First, I love movies, and I love seeing my favorites multiple times. (I read novels multiple times, too.) I enjoy attending local Harkins theaters--the only ones I will attend--and see maybe 40 - 50 movies a year. My home viewing is done usually alone; I don't have an HT to impress my friends.

While my current HT has been a long time building, it's finally at the quality level I want, with an Epson 1080UB projector and an 80"-wide Severtson 16:9 permanent screen. (I'm working on my buddy to replace his 90"er with a 104"er so I can buy his 90, but he hasn't budged yet.) 

I love sitting in my own musicroom* watching a picture superior to what I get anywhere else and listening to a 6-channel system that sounds better than ANY I've ever heard, at MY convenience.

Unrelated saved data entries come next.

PR #101, opened 2020-03-12
actually disable grpc when no grpc & fixes grpc issues on linux

fundies:
partner of https://github.com/enigma-dev/enigma-dev/pull/1919


CMakeLists.txt
```diff
@@ -1,7 +1,10 @@
 cmake_minimum_required(VERSION 3.11)
 
-include(CMakeDependentOption)
-cmake_dependent_option(RGM_ENABLE_GRPC_SERVER "Enable the GRPC client plugin for compilation and code analysis." ON "WIN32" OFF)
+if (WIN32)
+  option(RGM_ENABLE_GRPC_SERVER "Enable the GRPC client plugin for compilation and code analysis." ON)
+else()
+  option(RGM_ENABLE_GRPC_SERVER "Enable the GRPC client plugin for compilation and code analysis." OFF)
+endif()
```
RobertBColton: Why did you do this?

MainWindow.cpp
```diff
@@ -20,7 +20,10 @@
 #include "Components/Logger.h"
 
 #include "Plugins/RGMPlugin.h"
+
+#ifdef RGM_SERVER_ENABLED
 #include "Plugins/ServerPlugin.h"
+#endif
```
RobertBColton: Thanks, I did miss that one.

CMakeLists.txt
fundies: cause your way completely hides the option on linux mine just disables it

fundies: also, cause i dont have OCD like u

RobertBColton: Well it's not really OCD, it's just like if you have to type that string multiple times you are more likely to make a typo and cause a run time bug. Whereas if you make a typo in my way, even though it's more characters, it's instead more likely to be a compile time error.

fundies: sounds like ocd to me. if you tested that works ill append the pr tho

CMakeLists.txt
```diff
@@ -317,4 +317,4 @@ if (WIN32)
           fixup_bundle(\"${APPS}\" \"${LIBS}\" \"${SEARCH_PATHS}\")
           execute_process(COMMAND windeployqt.exe ${WINDEPLOY_ARGS} ${APPS})
           ")
-endif()
+endif()
```
RobertBColton: Missed end of line!

RobertBColton: I got it.

PR #105, opened 2020-03-15
yoink qtcreator's ansi handler

fundies:


MainWindow.cpp
```diff
@@ -139,7 +139,24 @@ MainWindow::MainWindow(QWidget *parent) : QMainWindow(parent), _ui(new Ui::MainW
...
+        }
+        outputTextBrowser->textCursor().insertText(text.mid(startPos, crPos - startPos), format);
+        outputTextBrowser->textCursor().clearSelection();
+        outputTextBrowser->textCursor().movePosition(QTextCursor::StartOfBlock, QTextCursor::KeepAnchor);
+        startPos = crPos + 1;
+    }
+    if (startPos < text.count())
+        outputTextBrowser->textCursor().insertText(text.mid(startPos), format);
+  });
+
```
RobertBColton: If you hooked this to output text browser's insert signal or w/e then ANSI escapes would be colored for all plugins instead of just the server plugin.

Plugins/ServerPlugin.cpp
```diff
@@ -118,9 +119,13 @@ struct SystemReader : public AsyncReadWorker<SystemType> {
...
 struct CompileReader : public AsyncReadWorker<CompileReply> {
   virtual ~CompileReader() {}
+  Utils::AnsiEscapeCodeHandler ansiHandler;
   virtual void process(const CompileReply& reply) final {
     for (auto log : reply.message()) {
-      emit LogOutput(log.message().c_str());
+	  QList<Utils::FormattedText> txts = ansiHandler.parseText(QString::fromStdString(log.message() + "\n"));
+	  for (auto& str : txts) {
+	    emit LogOutput(str.text, str.format);
+	  }
```
RobertBColton: This ANSI escape stuff itself could have been made a plugin and more loosely coupled but I suppose that might be overkill.

Components/ANSIescapeCodeHandler.cpp
```diff
@@ -0,0 +1,248 @@
...
+*/
+
+AnsiEscapeCodeHandler::AnsiEscapeCodeHandler() :
+    m_previousFormatClosed(true)
+{
+}
+
+static QColor ansiColor(uint code)
+{
+    if (code < 8) return QColor();
```
RobertBColton: Use `R_EXPECT` here, albeit this tightly couples this component with the rest of our code base making it harder to pull updates to this source from Qt again.
https://github.com/enigma-dev/RadialGM/blob/b3cc0ac81a2011c300878b1f4893e92727e729f4/Components/Logger.h#L29

Components/ANSIescapeCodeHandler.cpp
```diff
@@ -0,0 +1,248 @@
...
+        outputData << FormattedText(input.text.left(escapePos), charFormat);
+    }
+
+    const QChar semicolon       = QLatin1Char(';');
+    const QChar colorTerminator = QLatin1Char('m');
+    const QChar eraseToEol      = QLatin1Char('K');
+    // strippedText always starts with "\e["
+    QString strippedText = input.text.mid(escapePos);
+    while (!strippedText.isEmpty()) {
+        while (strippedText.startsWith(escape)) {
```
RobertBColton: Looks like you dropped two other asserts from the original here.
https://github.com/qt-creator/qt-creator/blob/fc9bdf1255741f9261572d8560c6d8d1def76828/src/libs/utils/ansiescapecodehandler.cpp#L95
https://github.com/qt-creator/qt-creator/blob/fc9bdf1255741f9261572d8560c6d8d1def76828/src/libs/utils/ansiescapecodehandler.cpp#L104

Also, I like how `QTC_ASSERT` accepts break as an argument, we should do that maybe.

fundies: I think i just used older version

RobertBColton: What? Well that's probably why the color doesn't work!

Components/ANSIescapeCodeHandler.cpp
```diff
@@ -0,0 +1,248 @@
...
+            strippedText.remove(0, 2);
+
+            // \e[K is not supported. Just strip it.
+            if (strippedText.startsWith(eraseToEol)) {
+                strippedText.remove(0, 1);
```
RobertBColton: If you comment out just this single line you well see the letter k on both sides of text that you would expect to be colored. That means GCC is coloring its output using specific ANSI escapes which this ANSI escape handler does not support.

Plugins/ServerPlugin.cpp
RobertBColton: Actually I guess this is fine because now all plugins have ability to log formatted output of their own.

RobertBColton:
Ok after some testing, I don't have any idea how Qt Creator manages to keep the view at bottom without applying the text cursor like I do above. However, I dislike doing it this way because this is how LGM did it, and it doesn't let you scroll up at all while output is coming (very annoying!). I like the behavior of `QPlainTextEdit::append` where if you scroll up, the viewport stays there, but the text cursor continues moving down and appending new text.
https://code.qt.io/cgit/qt/qtbase.git/tree/src/widgets/widgets/qplaintextedit.cpp?h=dev#n3047

This is much closer to how a terminal actually behaves and in fact is exactly what my testing shows in MSYS2 for me.

JoshDreamland:
If fundies insists, Robert, let him use this. I think it's ugly as stop-gaps go, but it'll work.

Another alternative is this library: https://github.com/theZiz/aha/blob/master/aha.c

Seems we could copy-paste that instead. It's MPL-licensed, which is closer to LGPL. It might support that weird `\e[k` thing. And it feels like it's an easier library to contribute back to if it has shortcomings.

RobertBColton:
That weird `\e[K` thing is exactly the reason the color doesn't actually work, only bold does.

Issue #96, opened 2020-03-08
High DPI Problems


RobertBColton:
There's going to be a load of these but this is the first bothering me on my 4k display. The tree view has inconsistent icon sizes. The disabled pixmap on empty groups is being rendered bigger than the icons used on all the other tree items. Part of the problem (though I don't understand why it is a problem) is just that we use the disabled pixmap from the group icon.
https://github.com/enigma-dev/RadialGM/blob/8960e221a81ef2cafae39461cd3fa4b6722a6b52/Models/TreeModel.cpp#L85
This may not actually be our fault because I have tested using a QIcon vs a QPixmap in a tree model, and I found that icons are always rendered smaller than pixmaps even if they both are loaded from the exact same file. For that reason I am considering reporting this bug upstream to Qt. One workaround for this issue I found is to just construct and return an icon from the disabled pixmap, or alternatively we could change all the icons to pixmaps and use only pixmaps.

| QIcon(":/resources/group.png" ) | QPixmap(":/resources/group.png" ) |
|---------------------------------|-----------------------------------|
|<img src="https://user-images.githubusercontent.com/3212801/76171075-ee888a80-615d-11ea-9376-c3bb2462b051.png" width="250">|<img src="https://user-images.githubusercontent.com/3212801/76171068-e03a6e80-615d-11ea-987e-87fd9f51a6f1.png" width="250">|

RobertBColton:
I made a test project that reproduces it so I can file it upstream. It occurs with high dpi simply being enabled.
```cpp
QApplication::setAttribute(Qt::AA_EnableHighDpiScaling);
```

![High DPI QPixmap Bigger Than QIcon](https://user-images.githubusercontent.com/3212801/76183611-6925ca00-619f-11ea-800f-8914ad535443.png)

RobertBColton:
Filed upstream: https://bugreports.qt.io/browse/QTBUG-82738

PR #115, opened 2020-04-05
Tree Folder DPI Fix

RobertBColton:
This is my attempt to work around #96 since Qt closed my bug report. I wrap the disabled folder pixmap in a QIcon, which does scaling, so that this model returns nothing but QIcons. The alternative would be to change all of the uses of QIcon to QPixmap, and return only pixmaps, but pixmaps are not scaled automatically. The other alternative is we write our own tree view delegate that actually fixes the Qt bug report I filed.

To me this seems like a fine work around, I'm just bothered by the tree having icons smaller than toolbars and other UI elements.

| Before                                                                                                                         | After                                                                                                                          |
|--------------------------------------------------------------------------------------------------------------------------------|--------------------------------------------------------------------------------------------------------------------------------|
| Tree Varying Icon Size | Tree Uniform Icon Size |

### DIFF
--- a/Models/TreeModel.cpp
+++ b/Models/TreeModel.cpp
@@ -82,7 +82,7 @@ QVariant TreeModel::data(const QModelIndex &index, int role) const {
 
     const QIcon &icon = it->second;
     if (item->type_case() == TypeCase::kFolder && item->child_size() <= 0) {
-      return icon.pixmap(icon.availableSizes().first(), QIcon::Disabled);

* modified especially for great music reproduction more than 25 years ago


----------



## salvasol (Oct 31, 2006)

There's a lot, but this are the most important:

1. Picture is excellent (my TV is just 67" ... but enough for my room and viewing distance).
2. I can choose the movie I want to watch, replay, pause, etc.
3. Audio: excellent. (I can choose the volume level I want to use and change anything).
4. No bothering, No talking, people standing up in front of you, etc.
5. Buttkickers add that extra experience ...
6. I don't have to spend a lot of $$$ to watch a movie.
7. I did it myself ... I spend time building, designing, etc.
8. I can be part of this great forum :bigsmile: ... if it wasn't for my HT, I would never found it :yes: ... is a pleasure to share my experiences and learn more everyday :T


----------



## skloong (Feb 26, 2008)

Favourite aspect of Home Theater

1) you can play rerun of old movies for the family such as the sound of Music which was screen in theater even before my elderest son was born!
2) Watching movies at home is even more relaxing than at the theater and no need to rush to buy tickets and also have a favourite seating in the home wheras in the theater, may not have a good seating since other patron may take up all the good seats.
3) half way through the show, if you are tired, can continue the movie the next day.
4) Good Picture quality and surround sound at home make home theater enjoyable as compared to movies at the theater.
5) Finally, watching movies at home with the family bring closer relationship & understanding among family members.

Loong


----------



## DougMac (Jan 24, 2008)

Our local theater chains, Amstar and Regal are like FM radio nowadays. Programming is done by bean counters and usually aimed at the lowest common denominator. There are many really good films they never book and others, like "Once", play only a week. Netflix has a wealth of movies both old and new that would never make it to the multiplex. In addition, my wife and I have been enjoying TV series. "Damages" looks great in BD!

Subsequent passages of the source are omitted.